TASK REQUIREMENTS:
Below this sentence is a listing; return exactly its lines from the one with "liach: Let's just" to the one with "Personally I'd keep", both kept, and nothing more.
>>>>>
PR #1438, opened 2020-06-07
Categorize entity packages a bit

i509VCB:
The entity packages are quite big imo. So I've categorized the entities by their type.

For an entity to get it's own package, it must meet the criteria of having multiple variants (such as skeletons), or be distinctly abstract (such as raiders and illagers).

This also moves `Raid` and `RaidManager` to it's own package since these are completely seperate constructs from just an entity


mappings/net/minecraft/raid/Raid.mapping
```diff
@@ -1,4 +1,4 @@
-CLASS net/minecraft/class_3765 net/minecraft/entity/raid/Raid
```
liach: Should raid really go to root package... it is such a small thing

liach (changes requested):
I personally disagree with splitting out fish, skeleton, and illager package. They can just go to their parent package.

mappings/net/minecraft/raid/Raid.mapping
i509VCB: maybe `world` or `server.world`

liach: maybe `server.raid` package? or village (no raid subpackage)?

mappings/net/minecraft/entity/golem/IronGolemEntity.mapping
```diff
@@ -1,4 +1,4 @@
-CLASS net/minecraft/class_1439 net/minecraft/entity/passive/IronGolemEntity
+CLASS net/minecraft/class_1439 net/minecraft/entity/golem/IronGolemEntity
```
liach: Let's just move all golem to the entity root package, no golem subpackage

mappings/net/minecraft/raid/Raid.mapping
i509VCB: Well villages are always the subject of a raid, so that makes sense

i509VCB:
Personally I'd keep the skeleton and illager packages. Skeletons because they are distinctly skeletons.

Illagers because they are an official category of mobs

liach:
Don't think grouping package by "official category" is a good idea. Java runtime library doesn't group collections into packages by what classes they extend.

i509VCB:
We aren't the java runtime library though

liach:
We don't have a reason to create super deep package trees. Super deep package trees with tiny packages are true nightmares

i509VCB:
How small is too small and how deep is too deep?

liach:
I think the current setup of packages is fairly fine. We just need to maybe split mob package into monster and neutral

i509VCB:
Yeah I've noticed that, since mob is meant to be generic to any entity with the capabilities to do basic pathfinding and move itself

Probably a later PR tbf

mappings/net/minecraft/entity/mob/hoglin/HoglinBrain.mapping
```diff
@@ -1,4 +1,4 @@
-CLASS net/minecraft/class_4835 net/minecraft/entity/mob/HoglinBrain
+CLASS net/minecraft/class_4835 net/minecraft/entity/mob/hoglin/HoglinBrain
```
YanisBft, line 1: Isn't there a package like `entity.ai.brain` or so for classes like these?

liach: it's where hoglin brain handling logic is, must be in same package as hoglin

modmuss50:
I think we should put this on hold along with other large scale refactors untill 1.17 snapshots start (hopefully only a few months at max).

modmuss50 (approved):
As this is only package renames it should be fine to go in now.

liach:
Per our discord discussion, this change will be on hold until 1.17 snapshots.

i509VCB:
Did you scroll down far enough?

liach:
Sure, but I still oppose this structural change. You split out way too many packages with too few classes.

i509VCB:
This will probably require another PR, will reopen in 1.17 snapshots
<<<<<
WORKED SOLUTION:
liach: Let's just move all golem to the entity root package, no golem subpackage

mappings/net/minecraft/raid/Raid.mapping
i509VCB: Well villages are always the subject of a raid, so that makes sense

i509VCB:
Personally I'd keep the skeleton and illager packages. Skeletons because they are distinctly skeletons.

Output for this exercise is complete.